Which brings us to a new ABC News/Wall Street Journal poll released Monday indicating that 50% of Americans now believe the country is headed in the right direction, versus just 8% in October, before the presidential election and three months before Barack Obama took office. Additionally, the Consumer Confidence Index released Tuesday showed a significant increase to 39.2% in March vs. 26.9% in February. Throw in Obama's approval rating, which hovers around 65%, and it's a pretty safe bet that Americans are starting to feel much better about the nation's leadership and the overall direction of the economy and the country.

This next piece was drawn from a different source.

PR #82, opened 2017-11-03
Extend makefiles to be able to generate release artifacts

scholzj:
This PR adds a new make target `release` which will create the release artifact. It contains all the YAML files needed for deployment ad README.md as our only docu. This is currently not expected to run as part of the CI. It should be run manually and the result should be attached to the appropriatte GitHub release / tag.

When consumers start feeling better about things, they spend. It starts with little things like clothes, toys, books, etc. They take extra trips to the mall. Then they slowly return to big-ticket items. They buy electronics, cars, houses, take vacations. And when they spend, it fattens corporate earnings. And that leads to job growth, reinvestment and spending on capital improvements. Pretty soon, recession turns to prosperity. Of course, I'm over simplifying, and an economic recovery can take a long while to achieve any appreciable measure of growth. But all signs point to a bottoming, and that would mean the crawl back upward begins. Whether we experience a V, U or L-shaped recovery is anyone's guess. But it would appear that a recovery, however slow, is at least underway.

Obama's critics can bark as loudly as they wish and continue playing the partisan rhetoric game, but the simple truth is that his first 100 days have achieved major progress in turning around the economy, restoring consumer confidence, and curbing the hemorrhaging in both the banking and housing crises. Not bad for 100 days.